I have heard some move their broody hen to a safe location set up for hen and chicks and have thought of doing that myself BUT...
It took this hen a week to decide which nesting box to settle in
She just got a scare the other day, don't want to upset her again
and for the big surprise...this broody is actually one of my red sex-link hens that are not suppose to have a broody bone in their bodies.
What should I do? Should I wait until after hatch then move them? Just afraid they will fall out of the nest and another chicken will eat them.


----------



## Joshie (Dec 8, 2008)

We move ours. Sounds like it's really important to move yours. What if she moves again mid-sitting and you confuse the half ready eggs for today's eggs? That's happened to others here. Not the best thing in the world to find a half developed chick in your scrambled eggs.


----------



## wintrrwolf (Sep 29, 2009)

Well she has been on this nest consistantly for the last week +, she only got off of it once and that was when a possum got in the coop house, and then she went right back to it. Neighbors took care of the possum problem and we make sure all the doors on the coop house are closed now. Just not sure where would be as safe to move her too. I don't have a seperate house for brroders/breeders yet.


----------



## KSALguy (Feb 14, 2006)

i dont like moveing hens, if my set up is cookie cutter where all the nests look the same (which is usually why hens mix up what nest they belong on) or if the nest she chose is a nest EVERYONE likes then i attach a screen to the front of that nest, this keeps the other hens out and sence you have to let her off once a day at feeding time you can be sure and lock her into the right nest when she is done, that way she stays secure and you dont have to worry about her spooking off the nest or her eggs getting messed up from other hens, 

what type of nests do you have? there are lots of ways to put a screen on a nest front.


----------



## Kmac15 (May 19, 2007)

we set up a large dog box as our setting box. a thick layer of wood chips and a wind screen of cardboard. We move her in the evening.


----------



## Dazlin (Nov 26, 2007)

If you move her now, she may not stay. When I have hens that won't be moved, I wait till the first chick hatches, then move them all to the floor. If you don't have a separate area, you could turn a large rubbermaid bin on its side. Put some bedding down, I use hay, food and water.


----------



## Dead Rabbit (Oct 30, 2010)

its easy to move a setting hen. ive done it many, many times. you need to let her set for about a week so that shes setting good and hard. then go out at night, pick up her nest with her in it, and just move it to where ever you want her to be....................you can do the same thing even if shes not in a nest "box" just pick her up IN THE DARK, and her eggs and carry them to where ever you please.
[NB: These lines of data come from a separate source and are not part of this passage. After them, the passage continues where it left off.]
PR #963, opened 2019-06-28
Fix documentation of supported protocols for Port.protocol

robertpanzer:
This PR updates the documentation of Gateway.port.protocol so that it matches the list of supported values in Istio 1.2.0.
Right now the documentation is missing the values `REDIS`, `MYSQL` and `UDP`.

### DIFF
--- a/networking/v1alpha3/gateway.proto
+++ b/networking/v1alpha3/gateway.proto
@@ -422,7 +422,7 @@ message Port {
   uint32 number = 1;
 
   // REQUIRED: The protocol exposed on the port.
-  // MUST BE one of HTTP|HTTPS|GRPC|HTTP2|MONGO|TCP|TLS.
+  // MUST BE one of HTTP|HTTPS|GRPC|HTTP2|MONGO|REDIS|MYSQL|TCP|TLS|UDP.
   // TLS implies the connection will be routed based on the SNI header to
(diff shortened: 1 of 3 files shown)


networking/v1alpha3/gateway.proto
```diff
@@ -422,7 +422,7 @@ message Port {
   uint32 number = 1;
 
   // REQUIRED: The protocol exposed on the port.
-  // MUST BE one of HTTP|HTTPS|GRPC|HTTP2|MONGO|TCP|TLS.
+  // MUST BE one of HTTP|HTTPS|GRPC|HTTP2|MONGO|REDIS|MYSQL|TCP|TLS|UDP.
```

ive had a couple of sex link hens go broody, it irratates me, i want them to keep laying. thats their job.


----------



## The Bunny Ranch (Nov 3, 2010)

I have Buff Orpingtons...they are notorious for going broody. The best advice is to move them at night. Make sure the place is away from other animals that may startle them. If they feel like the nest is in a place that will cause them harm they will reject it.


----------



## stefrobrts (Oct 12, 2010)

I move mine, usually to a rubbermaid container in a chicken tractor. When hen starts going broody I'll keep pulling the eggs from under her, but I'll give her some golf balls to sit on. Then I can move her and see if she sets in the new place. If she does then a couple days later I'll replace the golf balls with eggs I have saved up. That has worked for me all but once. I was surprised to have a hen that quit being broody after the move, because usually if you DON'T want them to be broody you can move them all you want and they won't stop  

The first broody hen I had I just let her stay in the coop and the other hens pushed in and added eggs to her nest and some got pushed out when she turned them, and she ended up trying to cover 13 eggs and only 3 hatched - it was a disaster! Since then I always move broodys to their own private coop.


----------



## motdaugrnds (Jul 3, 2002)

We moved our brooding buff orpington after she had been nesting over a week. We did so at night and placed her and the "entire" brooding nest she had created into a "duck house" we had built. (This is a 8' x 3' box with utility wire over rebar for a floor, a divider in middle & a solid roof that opens up. It sits a foot off the ground and is 3-1/2' tall. For chickens, we place a sheet of treated plywood over the floor wiring and pad the entire thing with straw or shavings, whatever we happen to have at the time.) She hatched out 32 chickens.

The next time we did the very same thing, moving another brooding hen at night and the following morning she had torn up her nest and crushed some of the eggs. She obviously didn't appreciate her new living quarters.

Why some hens accept the move and others don't is still a quandary to me.


----------



## wintrrwolf (Sep 29, 2009)

The nesting box is actually and old wooden bookcase turned on its side with boards inserted in, making a total of 6 nesting squares. She finally choose one of the lower nesting "squares". She doesn't get off the nest for anything! So have been feeding and watering her there. I like the idea of screening her's off a bit and waiting until the eggs start hatching before moving her. If I only get 3 out of 14 thats about what I get out of my incubator  will take a pic when neighbor brings back my camera


----------



## KSALguy (Feb 14, 2006)

leave her there and mark her eggs, pull out any new eggs, she will be fine


----------